• [PROMPT]
Please reproduce verbatim the lines below, from the first through the one with "I'm a bit in".

::: INFORMATION PROVIDED

PR #16, opened 2025-07-22
Switch to the standard type for relations.

fmontesi:
This PR creates a new `Cslib.Data.Relation` file with some utilities and a union notation for relations, merging the previous files `Cslib.Utils.Rel` and `Cslib.Utils.Relation` (now deleted).

It removes all dependencies of the recently-changed `Rel` type from mathlib, in preparation for bumping our mathlib dependency.

I'm a bit in doubt as to the name styling for definitions such as 'Relation.inv' and 'Relation.union'. In mathlib, they are uppercased for `Relation` but lowercased for `Rel`, I guess because for `Relation` one knows that the final type is `Prop`. It is however a bit weird.


Cslib/Data/Relation.lean
```diff
@@ -16,9 +40,9 @@ abbrev Diamond (R : α → α → Prop) := ∀ {A B C : α}, R A B → R A C →
 abbrev Confluence (R : α → α → Prop) := Diamond (Relation.ReflTransGen R)
 
 /-- Extending a multistep reduction by a single step preserves multi-joinability. -/
-lemma Relation.ReflTransGen.diamond_extend (h : Diamond R) : 
-  Relation.ReflTransGen R A B → 
-  R A C → 
+lemma Relation.ReflTransGen.diamond_extend (h : Diamond R) :
```
chenson2018, line 43: Are these identified by a linter? If so, can we enable this by default/include it in a workflow check?

Cslib/Data/Relation.lean
```diff
@@ -1,13 +1,37 @@
...
+  fun x y => r x y ∨ s x y
+
+instance {α : Type u} {β : Type v} : Union (α → β → Prop) where
+  union := Relation.union
 
-variable {α : Type u} {R R' : α → α → Prop}
+/-- Inverse of a relation. -/
+def Relation.inv (r : α → β → Prop) : β → α → Prop := flip r
+
+-- /-- Composition of two relations. -/
```
chenson2018, line 25: Commented out definition?

Cslib/Semantics/LTS/Simulation.lean
```diff
@@ -74,8 +74,8 @@ theorem Similarity.refl (s : State) : s ≤[lts] s := by
 
 /-- The composition of two simulations is a simulation. -/
 theorem Simulation.comp
-  (r1 r2 : Rel State State) (h1 : Simulation lts r1) (h2 : Simulation lts r2) :
-  Simulation lts (r1.comp r2) := by
+  (r1 r2 : State → State → Prop) (h1 : Simulation lts r1) (h2 : Simulation lts r2) :
+  Simulation lts (Relation.Comp r1 r2) := by
```
chenson2018, line 78: Does `Relation.Comp` have a notation? If so, that would be preferred here.

Cslib/Semantics/LTS/Simulation.lean
```diff
@@ -88,24 +88,24 @@ theorem Simulation.comp
...
 /-- Similarity is transitive. -/
 theorem Similarity.trans (h1 : s1 ≤[lts] s2) (h2 : s2 ≤[lts] s3) : s1 ≤[lts] s3 := by
   obtain ⟨r1, hr1, hr1s⟩ := h1
   obtain ⟨r2, hr2, hr2s⟩ := h2
-  exists r1.comp r2
+  exists Relation.Comp r1 r2
   constructor
   case left =>
-    simp only [Rel.comp]
+    simp only [Relation.Comp]
```
chenson2018, line 101: All uses of `simp only [Relation.Comp]` in this file are not needed.

Cslib/Semantics/LTS/Bisimulation.lean
```diff
@@ -175,7 +174,7 @@ theorem Bisimulation.comp
     exists s2''
     constructor
     · exact h2'tr
-    · simp [Rel.comp]
+    · simp only [Relation.Comp]
```
chenson2018, line 177: All uses of `simp only [Relation.Comp]` in this file are not needed.

Cslib/Semantics/LTS/Simulation.lean
chenson2018: Same question regarding the usage of `Relation.inv`.

Cslib/Data/Relation.lean
```diff
@@ -1,13 +1,37 @@
...
+universe u v
+
+section Relation
+
+/-- Union of two relations. -/
+def Relation.union (r s : α → β → Prop) : α → β → Prop :=
+  fun x y => r x y ∨ s x y
+
+instance {α : Type u} {β : Type v} : Union (α → β → Prop) where
+  union := Relation.union
```
eric-wieser, line 20: Mathlib already provides this with `⊔` notation

Cslib/Data/Relation.lean
```diff
@@ -1,13 +1,37 @@
...
+-- /-- Composition of two relations. -/
+-- def Relation.comp (r : α → β → Prop) (s : β → γ → Prop) : α → γ → Prop :=
+--   fun x z => ∃ y, r x y ∧ s y z
+
+/-- The relation `r` 'up to' the relation `s`. -/
+def Relation.upTo (r s : α → α → Prop) : α → α → Prop := Relation.Comp s (Relation.Comp r s)
+
+/-- The identity relation. -/
+inductive Relation.Id : α → α → Prop where
+| id {x : α} : Id x x
```
eric-wieser, line 34: This is `Eq`

fmontesi: Oh, that's a surprising name from the textbooks I'm used to. Thanks for pointing it out, I'd been naively looking for Id.

fmontesi: Ah, it's because I was looking for it in mathlib as a `Rel` a long time ago.. the `Eq` from Lean is of course what I want. Adopting it is even simplifying some proofs!

PR #17, opened 2025-07-23
Locally nameless STLC

chenson2018:
This PR adds simple typing derivations for locally nameless terms, with proofs of progress and preservation. 

I have also reversed the directory structure of `LambdaCalculus` to be the representation then the system, e.g. `{LocallyNameless,Named}/{Untyped,STLC}`. This matches the namespaces we have been using and better groups together related code.


Cslib/Computability/LambdaCalculus/LocallyNameless/STLC/Basic.lean
```diff
@@ -0,0 +1,152 @@
...
+-/
+
+universe u
+
+variable {Var : Type u} [DecidableEq Var]
+
+namespace LambdaCalculus.LocallyNameless.STLC
+
+/-- Types of the simply typed lambda calculus. -/
+inductive Ty
```
fmontesi: Can't we write `Type` under a namespace, or maybe `StlcType`?

Cslib/Computability/LambdaCalculus/LocallyNameless/STLC/Basic.lean
```diff
@@ -0,0 +1,152 @@
+/-
```
fmontesi: Seeing stlc again triggered my memory: in many other libs, people spell acronyms CamelCase instead of all uppercase. So `Stlc` instead of `STLC`. What do you think?
If we choose to go for `Stlc` here, I should probably rename `LTS` to `Lts`, I guess.

What do they do in mathlib?

Cslib/Computability/LambdaCalculus/LocallyNameless/STLC/Basic.lean
```diff
@@ -0,0 +1,152 @@
...
+universe u
+
+variable {Var : Type u} [DecidableEq Var]
+
+namespace LambdaCalculus.LocallyNameless.STLC
+
+/-- Types of the simply typed lambda calculus. -/
+inductive Ty
+/-- A base type, from a typing context. -/
+| base : Ty
```
fmontesi: This should take a `BaseType` as parameter. (And `BaseType` should be a parameter of this inductive.)

Cslib/Computability/LambdaCalculus/LocallyNameless/STLC/Basic.lean
```diff
@@ -0,0 +1,152 @@
...
+/-- A function type. -/
+| arrow : Ty → Ty → Ty
+
+scoped infixr:70 " ⤳ " => Ty.arrow
```
fmontesi: I'd use the normal arrow.

Cslib/Computability/LambdaCalculus/LocallyNameless/STLC/Basic.lean
```diff
@@ -0,0 +1,152 @@
...
+scoped prefix:90 "~ " => Ty.base
```
fmontesi: Where does this notation come from?

Cslib/Computability/LambdaCalculus/LocallyNameless/STLC/Basic.lean
```diff
@@ -0,0 +1,152 @@
...
+
+open Term Ty
+
+/-- An extrinsic typing derivation for locally nameless terms. -/
+@[aesop unsafe [constructors (rule_sets := [LambdaCalculus.LocallyNameless.ruleSet])]]
+inductive Typing : Ctx Var Ty → Term Var → Ty → Prop
```
fmontesi: We're typically using the name `Context` for syntactic contexts (see CCS), and I was planning to do the same in lambda.
We could call Ctx:
- TContext
- TypingContext
- Environment

Or we could just manage this with namespaces, I guess? Stlc.Typing.Context?

Cslib/Computability/LambdaCalculus/LocallyNameless/STLC/Context.lean
```diff
@@ -0,0 +1,60 @@
...
+abbrev Ctx (Var : Type u) (Ty : Type v) := List (Var × Ty)
+
+namespace Ctx
+
+/-- The domain of a context is the finite set of free variables it uses. -/
+@[simp]
+def dom : Ctx Var Ty → Finset Var := λ Γ ↦ Γ.map Prod.fst |>.toFinset
+
+/-- A well-formed context. -/
+inductive Ok : Ctx Var Ty → Prop
```
fmontesi: Ooh, we do this a lot in other projects, I'm gonna intro a class for well-formedness and get back.

Cslib/Computability/LambdaCalculus/LocallyNameless/STLC/Basic.lean
chenson2018: This is similarly namespaced already, the qualified name is `LambdaCalculus.LocallyNameless.STLC.Ty`. 

While technically allowed, I have a strong preference to still not use the name `Type` under a namespace. It is confusing as there are situations where it will be picked up as a token that is awkward with namespaces, causing us to write code that deviates from anywhere else in the library.

Cslib/Computability/LambdaCalculus/LocallyNameless/STLC/Basic.lean
chenson2018: Joint response to this and your other comment about a well-formedness class:

This is currently namespaced under `LambdaCalculus.LocallyNameless.STLC`. It would be odd to also place it under `Typing`, because that inductive depends on this, plus we'd be writing into a namespace before its defining declaration. I am fine with `Context` if you feel it is a better name? I gravitate to short names, but don't feel strongly. I don't want to include anything about "type" because that will be confusing for other usages.

This is a general construction as mentioned in your other comment. Though the choice of pairs is motivated by the locally nameless syntax, it has no dependency on anything in the lambda calculus directory except for adding it to the Aesop ruleset (which could be separated). It could live higher up if it seems like it can be reused. For instance, I foresee using it when I get to System F for both typing and kinding contexts.

This style of API around `List.Perm` is something I came up with myself because I found it simplified some proofs. I spent a bit thinking about the spelling of `Ctx.Ok` as well. I settled on using that inductive because it seemed simpler than saying that the domain had no duplicates. As long as you don't have dependent types, it seems pretty generally applicable.

Cslib/Computability/LambdaCalculus/LocallyNameless/STLC/Basic.lean
chenson2018: Do you have a suggestion for what the precedence would be here? I have a pretty strong preference for avoiding a clash with a core Lean notation, especially this one.

Cslib/Computability/LambdaCalculus/LocallyNameless/STLC/Basic.lean
chenson2018: You mean for base types? It's arbitrary, I don't recall where I picked it up from. It's not even used, I could remove for now.

Cslib/Computability/LambdaCalculus/LocallyNameless/STLC/Basic.lean
chenson2018: From the style guide:
> Acronyms like LE are written upper-/lowercase as a group, depending on what the first character would be.

So I think you're right that it should be `Stlc`, I have made this change.

Cslib/Computability/LambdaCalculus/LocallyNameless/STLC/Basic.lean
fmontesi: I've been spinning on this for a while but couldn't reach a good suggestion yet. I'll open a discussion on Zulip. :-)

fmontesi: Ok, see there and let me know what you think. The idea could be to use term elaborators.

chenson2018: I am onboard with term elaborators and delaborators (pretty printers); this is something I've been considering already. However, my preference would still be to start initially with just this unambiguous notation, as I believe this will be a bit of effort that should happen in a separate PR. 

Some of the questions I have echo our previous development of the attributes that define reduction notation. It seems what will be desired is not a single term elaborator, but a family of them. We developed the notation attribute to unify how we wrote reductions and provide a simple interface that is invoked when defining a reduction. What would this look like for term elaborators? I don't have a clear idea of this yet.

fmontesi: I think the elaborator design is gonna take some thinking and that it should have its own scope, too.

Let's go forward with this notation for now then. I'm gonna review the rest ignoring the 'notation proliferation' issue: we definitely shouldn't get stuck because of it.

I'm gonna open a separate issue for talking about notation and elaborators in general.

Cslib/Computability/LambdaCalculus/LocallyNameless/Stlc/Context.lean
```diff
@@ -0,0 +1,60 @@
...
+abbrev Ctx (Var : Type u) (Ty : Type v) := List (Var × Ty)
+
+namespace Ctx
+
+/-- The domain of a context is the finite set of free variables it uses. -/
+@[simp]
+def dom : Ctx Var Ty → Finset Var := List.toFinset ∘ List.map Prod.fst
+
+/-- A well-formed context. -/
+inductive Ok : Ctx Var Ty → Prop
```
fmontesi: This looks like `List.NodupKeys`.

Cslib/Computability/LambdaCalculus/LocallyNameless/Stlc/Context.lean
```diff
@@ -0,0 +1,60 @@
...
+namespace LambdaCalculus.LocallyNameless.Stlc
+
+/-- A typing context is a list of free variables and corresponding types. -/
+abbrev Ctx (Var : Type u) (Ty : Type v) := List (Var × Ty)
+
+namespace Ctx
+
+/-- The domain of a context is the finite set of free variables it uses. -/
+@[simp]
+def dom : Ctx Var Ty → Finset Var := List.toFinset ∘ List.map Prod.fst
```
fmontesi: You can use `List.keys.toFinset`. (Might require editing the Ctx type a bit.)

Cslib/Computability/LambdaCalculus/LocallyNameless/Stlc/Context.lean
```diff
@@ -0,0 +1,60 @@
...
+-/
+
+universe u v
+
+variable {Var : Type u} {Ty : Type v} [DecidableEq Var]
+
+namespace LambdaCalculus.LocallyNameless.Stlc
+
+/-- A typing context is a list of free variables and corresponding types. -/
+abbrev Ctx (Var : Type u) (Ty : Type v) := List (Var × Ty)
```
fmontesi: Is there a particular reason for which you're not using the stuff from https://leanprover-community.github.io/mathlib4_docs/Mathlib/Data/List/Sigma.html ?
In particular, you could use the defs about lists and NodupKeys or the bundled `AList` (but that can get annoying if well-formedness is anything ever more than nodupkeys).
I give a couple of examples of useful defs from there below.

Cslib/Computability/LambdaCalculus/LocallyNameless/Stlc/Context.lean
```diff
@@ -0,0 +1,60 @@
...
+variable {Γ Δ : Ctx Var Ty}
+
+/-- Context membership is preserved on permuting a context. -/
+theorem dom_perm_mem_iff (h : Γ.Perm Δ) {x : Var} : 
+    x ∈ Γ.dom ↔ x ∈ Δ.dom := by
+  induction h <;> aesop
+
+/-- Context well-formedness is preserved on permuting a context. -/
+@[aesop safe forward (rule_sets := [LambdaCalculus.LocallyNameless.ruleSet])]
+theorem perm (h : Γ.Perm Δ) : Ok Γ → Ok Δ := by
```
fmontesi: This is https://leanprover-community.github.io/mathlib4_docs/Mathlib/Data/List/Sigma.html#List.perm_nodupKeys

Cslib/Computability/LambdaCalculus/LocallyNameless/Stlc/Context.lean
chenson2018: I just didn't know it existed! This is what I meant when I said earlier "...it seemed simpler than saying that the domain had no duplicates", but since it already exists this seems good. I have updated to your (unbundled) suggestion.

Cslib/Computability/LambdaCalculus/LocallyNameless/Stlc/Context.lean
chenson2018: Now using this, but since `List.perm_nodupKeys` uses ↔, I still define a theorem for `aesop` purposes.

Cslib/Computability/LambdaCalculus/LocallyNameless/STLC/Context.lean
chenson2018: I have updated to use the notation you added in #22.

Cslib/Computability/LambdaCalculus/LocallyNameless/STLC/Basic.lean
chenson2018: I have changed to your last suggestion of `Context`.

chenson2018:
After this is merged, while we don't have any other PRs pending, I'm going to address all the outstanding lints so we can start with a clean slate. 

Could you take a look at the YAML for the lints workflow? I think there is an issue as I'm getting emails that say `.github/workflows/lean_lint_suggest.yml: no jobs were run` and it's not appearing here on the PR.

Cslib/Computability/LambdaCalculus/LocallyNameless/Stlc/Basic.lean
```diff
@@ -0,0 +1,165 @@
...
+import Cslib.Computability.LambdaCalculus.LocallyNameless.Stlc.Context
+import Cslib.Computability.LambdaCalculus.LocallyNameless.Untyped.Properties
+
+/-! # λ-calculus
+
+The simply typed λ-calculus, with a locally nameless representation of syntax.
+
+## References
+
+* [A. Chargueraud, *The Locally Nameless Representation*] [Chargueraud2012]
```
fmontesi: No space between the two: [..][..]. Otherwise the ref doesn't work.

Cslib/Computability/LambdaCalculus/LocallyNameless/Stlc/Basic.lean
```diff
@@ -0,0 +1,165 @@
...
+* See also https://www.cis.upenn.edu/~plclub/popl08-tutorial/code/, from which
```
fmontesi: Link should be in <>.

Cslib/Computability/LambdaCalculus/LocallyNameless/Stlc/Basic.lean
```diff
@@ -0,0 +1,165 @@
...
+universe u v
+
+variable {Var : Type u} {Base : Type v} [DecidableEq Var]
+
+namespace LambdaCalculus.LocallyNameless.Stlc
+
+/-- Types of the simply typed lambda calculus. -/
+inductive Ty (Base : Type v)
+/-- A base type, from a typing context. -/
+| base : Base → Ty Base
```
fmontesi: Cases of inductives should be intended. (I've recently found out and I've violated this rule myself.. :sweat_smile:)

Cslib/Computability/LambdaCalculus/LocallyNameless/Stlc/Basic.lean
```diff
@@ -0,0 +1,165 @@
...
+
+scoped infixr:70 " ⤳ " => Ty.arrow
+
+open Term Ty
+
+/-- An extrinsic typing derivation for locally nameless terms. -/
+@[aesop unsafe [constructors (rule_sets := [LambdaCalculus.LocallyNameless.ruleSet])]]
+inductive Typing : Context Var (Ty Base) → Term Var → Ty Base → Prop
+/-- Free variables, from a context judgement. -/
+| var : Γ ✓ → ⟨x,σ⟩ ∈ Γ → Typing Γ (fvar x) σ
```
fmontesi: I personally wouldn't put a space between \Gamma and the checkmark, but I'm perfectly ok either way.

Cslib/Computability/LambdaCalculus/LocallyNameless/Stlc/Basic.lean
```diff
@@ -0,0 +1,165 @@
...
+/-- Lambda abstraction. -/
+| abs (L : Finset Var) : (∀ x ∉ L, Typing (⟨x,σ⟩ :: Γ) (t ^ fvar x) τ) → Typing Γ t.abs (σ ⤳ τ)
```
fmontesi: What's `L`'s role here? It's not used anywhere outside of checking that `x` is not in it.

Cslib/Computability/LambdaCalculus/LocallyNameless/Stlc/Basic.lean
```diff
@@ -0,0 +1,165 @@
...
+/-- Lambda abstraction. -/
+| abs (L : Finset Var) : (∀ x ∉ L, Typing (⟨x,σ⟩ :: Γ) (t ^ fvar x) τ) → Typing Γ t.abs (σ ⤳ τ) 
+/-- Function application. -/
+| app : Typing Γ t (σ ⤳ τ) → Typing Γ t' σ → Typing Γ (app t t') τ
+
+scoped notation:50 Γ " ⊢ " t " ∶" τ:arg => Typing Γ t τ
+
+namespace Typing
+
+variable {Γ Δ Φ : Context Var (Ty Base)}
```
fmontesi: In papers people typically use \Theta as third context variable, not \Phi.

Cslib/Computability/LambdaCalculus/LocallyNameless/Stlc/Basic.lean
```diff
@@ -0,0 +1,165 @@
...
+
+omit [DecidableEq Var] in
+/-- Typing is preserved on permuting a context. -/
+theorem perm : Γ.Perm Δ → Γ ⊢ t ∶ τ → Δ ⊢ t ∶ τ := by
```
fmontesi: Is there a more specific name we could use than just `perm`? Maybe `perm_typing`?

I haven't read the rest yet and maybe I'm wrong here, but people typically phrase these preservation results by stating the typing hypothesis first, e.g.

```
theorem typing_perm : Γ ⊢ t ∶ τ → Γ.Perm Δ → Δ ⊢ t ∶ τ := by
```

Another note: in mathlib there seems to be a convention to name hypothesis. I've found it convenient before, since you typically start every proof by intro-ing them anyway. That'd give something like:

```
theorem typing_perm (ht : Γ ⊢ t ∶ τ) (hperm : Γ.Perm Δ) : Δ ⊢ t ∶ τ := by
```

Cslib/Computability/LambdaCalculus/LocallyNameless/Stlc/Basic.lean
```diff
@@ -0,0 +1,165 @@
...
+  case var => 
+    have := @p.mem_iff
+    aesop
+  case abs ih => 
+    constructor
+    intros x mem
+    exact ih x mem (by aesop)
+
+/-- Weakening of a typing derivation with an appended context. -/
+lemma weakening_strengthened :
```
fmontesi: Is it called `_strengthened` just because it has a stronger hypothesis and it is used to prove the normal weakening result?

If so, we could just call it `weakening'`, `weakening_aux`, or similar. Do you know what people do in mathlib for this kind of stuff perhaps?

(Apologies if `_strengthened` is actually what is commonly done in Lean, I just find 'weaken..._strengthened' a bit weird to read.)

Cslib/Computability/LambdaCalculus/LocallyNameless/Stlc/Basic.lean
```diff
@@ -0,0 +1,165 @@
...
+    rw [
+      subst_def, 
+      subst_open_var _ _ _ _ _ der.lc,
+      show ⟨x, σ⟩ :: (Δ ++ Γ) = (⟨x, σ⟩ :: Δ) ++ Γ by aesop
+      ]
+    apply ih 
+    all_goals aesop  
+
+/-- Substitution for a context weakened by a single type. -/
+lemma typing_subst :
```
fmontesi: `typing_subst` made me expect a more general result where <x, \sigma> can appear anywhere (\in) and then it is removed at the end. Maybe `typing_subst_head`?

Cslib/Computability/LambdaCalculus/LocallyNameless/Stlc/Basic.lean
chenson2018: Yes, this is correct. This is the "cofinite quantification" associated with a locally nameless style. The idea is that instead of quantifying over our free variable universally or existentially, we have something in between.

See section 4.2 of https://chargueraud.org/research/2009/ln/main.pdf

Cslib/Computability/LambdaCalculus/LocallyNameless/Stlc/Basic.lean
chenson2018: No, I think I picked it up from a Rocq proof. I agree that `_aux` is more aligned with typical Lean style.

Cslib/Computability/LambdaCalculus/LocallyNameless/Stlc/Basic.lean
chenson2018: This is namespaced as `Typing.perm`, does that seem fine?

I think you are correct on the other style changes, I will try to adhere to these going forward (and clean them up while doing my PR to fix all lint issues).

chenson2018:
Thanks for fixing the lint YAML file, seems to be running now. Looking at the output however, it is not catching the lint errors I see locally. I see [these messages on the latest run](https://github.com/cs-lean/cslib/actions/runs/16626869915/job/47045617794?pr=17#step:2:267):
```
warning: nolints file could not be read; treating as empty: scripts/nolints-style.txt
error: `print-style-error.sh` exited with code 255
could not execute external process './scripts/print-style-errors.sh'
```

Cslib/Computability/LambdaCalculus/LocallyNameless/Stlc/Basic.lean
chenson2018: More specifically, there is a bit more than just checking `x ∉ L`.  We have that adding this fresh `x` with some type `σ` to our context and then replacing the first bound variable with this free `x` always results in a typing `τ`.  Intuitively this is saying that when we substitute a `σ`, we get a `τ`, i.e. a function type.

fmontesi: Thanks for the interesting read!
After reading (admittedly a bit rapidly) the PDF I'm left in doubt as to whether `L` should be required to be nonempty. Shouldn't it, to prevent being able to type things with vacuous checks?

Cslib/Computability/LambdaCalculus/LocallyNameless/Stlc/Basic.lean
fmontesi: I think that could work. For some reason it looks clearer to me with the named parameters. That way it sounds like an operation that could be used with the dot notation: given a typing and a proof that its context can be permuted into another, then I get a typing with the other context.

fmontesi:
> Thanks for fixing the lint YAML file, seems to be running now. Looking at the output however, it is not catching the lint errors I see locally. I see [these messages on the latest run](https://github.com/cs-lean/cslib/actions/runs/16626869915/job/47045617794?pr=17#step:2:267):
> 
> ```
> warning: nolints file could not be read; treating as empty: scripts/nolints-style.txt
> error: `print-style-error.sh` exited with code 255
> could not execute external process './scripts/print-style-errors.sh'
> ```

Maybe it's got something to do with the version? I'm now using the same they use in mathlib. Otherwise, it might be that we should provide that script?..

Cslib/Computability/LambdaCalculus/LocallyNameless/Stlc/Basic.lean
chenson2018: I don't think it is correct to make this nonempty. There's not an example here for typing, but in other uses of cofinite quantification (for instance `FullBeta.abs`) we do use an empty set. Because it's `x ∉ L` (as opposed to `x ∈ L`) it is not vacuous. We are saying that it is a typing that works regardless of the freeness of `x`.  Imagine for instance that we are working with a function that returns a constant, so the input `x` is unused. It would be strange to in turn require `L` to be nonempty.

fmontesi: Of course you're right, I'd read it wrong! Thanks for the clarification. It should definitely not be required to be nonempty. Also because using the empty set recovers the universally quantified rule. :-)

Cslib/Computability/LambdaCalculus/LocallyNameless/Stlc/Basic.lean
```diff
@@ -0,0 +1,164 @@
...
+/-- Substitution for a context weakened by a single type. -/
+lemma typing_subst_head : 
+    ⟨x, σ⟩ :: Γ ⊢ t ∶ τ  → Γ ⊢ s ∶ σ → Γ ⊢ (t [x := s]) ∶ τ := by
+  intros weak der
+  rw [←List.nil_append Γ]
+  exact subst_aux weak der
+
+/-- Typing preservation for opening. -/
+@[aesop safe forward (rule_sets := [LambdaCalculus.LocallyNameless.ruleSet])]
+theorem preservation_opening {xs : Finset Var} :
```
fmontesi: `opening` should just be `open` (they usually use the name of the operation in theorem names iiuc).

This makes me think back to `Typing.perm` though: we're inconsistent, since this theorem should be simply called `open` then. But I honestly don't have strong feelings about that `perm`, so we can leave it as is.

Cslib/Computability/LambdaCalculus/LocallyNameless/Stlc/Context.lean
```diff
@@ -0,0 +1,57 @@
...
+
+/-- Context membership is preserved on permuting a context. -/
+theorem dom_perm_mem_iff (h : Γ.Perm Δ) {x : Var} : 
+    x ∈ Γ.dom ↔ x ∈ Δ.dom := by
+  induction h <;> aesop
+
+omit [DecidableEq Var] in
+/-- Context well-formedness is preserved on permuting a context. -/
+@[aesop safe forward (rule_sets := [LambdaCalculus.LocallyNameless.ruleSet])]
+theorem perm (h : Γ.Perm Δ) : Γ✓ → Δ✓ := (List.perm_nodupKeys h).mp
```
fmontesi: I'd call this `wf_perm`.

I'd also personally call `Ok` `Wf`, but I see it's called ok in the paper, so it looks ok (!) anyway.

Cslib/Computability/LambdaCalculus/LocallyNameless/Stlc/Context.lean
```diff
@@ -0,0 +1,57 @@
...
+
+omit [DecidableEq Var] in
+@[aesop safe forward (rule_sets := [LambdaCalculus.LocallyNameless.ruleSet])]
+theorem strengthen : (Δ ++ ⟨x, σ⟩ :: Γ)✓ → (Δ ++ Γ)✓ := by
```
fmontesi: I'd call this `wf_strengthen`.

Also, maybe we should call `weakening` `weaken`, to be alike?

Cslib/Computability/LambdaCalculus/LocallyNameless/Stlc/Safety.lean
```diff
@@ -0,0 +1,92 @@
...
+
+universe u v
+
+namespace LambdaCalculus.LocallyNameless
+
+open Stlc Typing
+
+variable {Var : Type u} {Base : Type v} {R : Term Var → Term Var → Prop}
+
+def preserves (R : Term Var → Term Var → Prop) (Base : Type v) :=
```
fmontesi: Should probably be `Preserves`, or even better `PreservesTyping`.

fmontesi: Note for later: this might be worth generalising. I gotta think about it though, and it's orthogonal to this PR.

Cslib/Computability/LambdaCalculus/LocallyNameless/Stlc/Safety.lean
```diff
@@ -0,0 +1,92 @@
...
+open Stlc Typing
+
+variable {Var : Type u} {Base : Type v} {R : Term Var → Term Var → Prop}
+
+def preserves (R : Term Var → Term Var → Prop) (Base : Type v) := 
+  ∀ {Γ t t'} {τ : Ty Base}, Γ ⊢ t ∶ τ → R t t' → Γ ⊢ t' ∶ τ
+
+/-- If a reduction preserves types, so does its reflexive transitive closure. -/
+@[aesop safe forward (rule_sets := [LambdaCalculus.LocallyNameless.ruleSet])]
+theorem preservation_redex : preserves R Base → preserves (Relation.ReflTransGen R) Base := by
```
fmontesi: `redex_preservesTyping`

Cslib/Computability/LambdaCalculus/LocallyNameless/Stlc/Safety.lean
```diff
@@ -0,0 +1,92 @@
...
+  intros _ _ _ _ _ _ redex
+  induction redex <;> aesop
+
+open Relation in
+/-- Confluence preserves type preservation. -/
+theorem preservation_confluence {τ : Ty Base} :
```
fmontesi: `confluence_preservesTyping`

Cslib/Computability/LambdaCalculus/LocallyNameless/Stlc/Safety.lean
```diff
@@ -0,0 +1,92 @@
...
+  intros der
+  revert t'
+  induction der <;> intros t' step <;> cases step
+  case' abs.abs xs _ _ _ xs' _=> apply Typing.abs (xs ∪ xs')
+  case' app.beta der_l _ _ => cases der_l
+  all_goals aesop
+
+omit [HasFresh Var] [DecidableEq Var] in
+/-- A typed term either full beta reduces or is a value. -/
+theorem progress : ([] : Context Var (Ty Base)) ⊢ t ∶ τ → t.Value ∨ ∃ t', t ⭢βᶠ t' := by
```
fmontesi: In general here and above I'd name hyps as they do in mathlib. But that might just be taste.

fmontesi: Rest looks good. Great work! :-)

fmontesi (approved):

::::::

• [ANSWER TO THIS EXERCISE]
PR #16, opened 2025-07-22
Switch to the standard type for relations.

fmontesi:
This PR creates a new `Cslib.Data.Relation` file with some utilities and a union notation for relations, merging the previous files `Cslib.Utils.Rel` and `Cslib.Utils.Relation` (now deleted).

It removes all dependencies of the recently-changed `Rel` type from mathlib, in preparation for bumping our mathlib dependency.

I'm a bit in doubt as to the name styling for definitions such as 'Relation.inv' and 'Relation.union'. In mathlib, they are uppercased for `Relation` but lowercased for `Rel`, I guess because for `Relation` one knows that the final type is `Prop`. It is however a bit weird.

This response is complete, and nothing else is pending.